Tested vs. untested during periods of market stress

Of course, the biggest risk for a credit-market investor is a systematic credit event — like a major economic downturn — that could lead to a cascade of defaults and a freeze in liquidity across credit markets.

Signs of concern emerged in the CLO market in April after tariff-fueled volatility sent the U.S. financial market into a tailspin. Investors worried that corporate borrowers faced squeezed margins and refinancing headwinds if Trump’s aggressive tariffs were to trigger a recession in the U.S. economy, and they didn’t know whether these higher-yielding investment vehicles could weather the storm.

On April 7, the $20 billion Janus Henderson AAA CLO ETF JAAA, which primarily invests in the seniormost tranches of BSL CLOs, saw $585 million in net outflows, the biggest single-day withdrawal since the fund’s inception in October 2020. The exodus also pushed the fund to trade at a record 1.1% discount to its net asset value, according to Dow Jones Market Data.

VanEck’s CLOI also experienced over $50 million in net outflows on April 8, the largest one-day exodus since the fund’s inception in June 2022, according to FactSet data.

But in the view of VanEck’s Rodilosso, the significant amount of outflows actually suggests the BSL CLO market has proven liquid and resilient.

“We’ve seen our first period of stress in April, and there was some movement into discounts to net asset value, but these CLO ETFs saw decent size of redemption activities, so the market did function,” he told MarketWatch via phone.

“It’s only one test so far, but these [BSL CLO] ETFs have held up for the most part,” Rodilosso said.

However, private-credit CLO ETFs have not yet faced a real-world systemic test and thus carry greater structural uncertainty should such an event hit.

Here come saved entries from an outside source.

PR #1335, opened 2021-12-09
GSYE-52: Remove dependency to sold offers in can_offer_be_posted beca…

hannesdiedrich:
…use it was already accounted for in the available_energy

### DIFF
--- a/src/gsy_e/models/strategy/__init__.py
+++ b/src/gsy_e/models/strategy/__init__.py
@@ -378,11 +378,10 @@ class Offers:
         else:
             posted_offer_energy = self.posted_offer_energy(market.id, time_slot)
 
-        posted_and_traded_offer_energy = (offer_energy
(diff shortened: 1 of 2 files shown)


spyrostz (approved):
LGTM. I think that on a cooldown period we definitely need to better harmonize State classes' management and hopefully get rid of the `sold_offer_energy` method (because IMO since the State class already reflects the traded energy, we already do the same calculation in 2 places)

Hassan754 (approved):

hannesdiedrich:
> LGTM. I think that on a cooldown period (when we have more time for refactoring issues) we definitely need to better harmonize State classes' management and hopefully get rid of the `sold_offer_energy` method (because IMO since the State class already reflects the traded energy, we already do the same calculation in 2 places)

Indeed, I was thinking the same. Thanks!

“That would be even a bigger concern for the ETFs that are putting private credit [into their portfolio holdings] either through the loans themselves or through tranches of private-credit CLOs,” said Jon Brager, portfolio manager at Palmer Square Capital Management. “How are you managing your overall liquidity, given that the underlying [portfolio] is certainly less liquid, if not illiquid, in particular in times of stress?”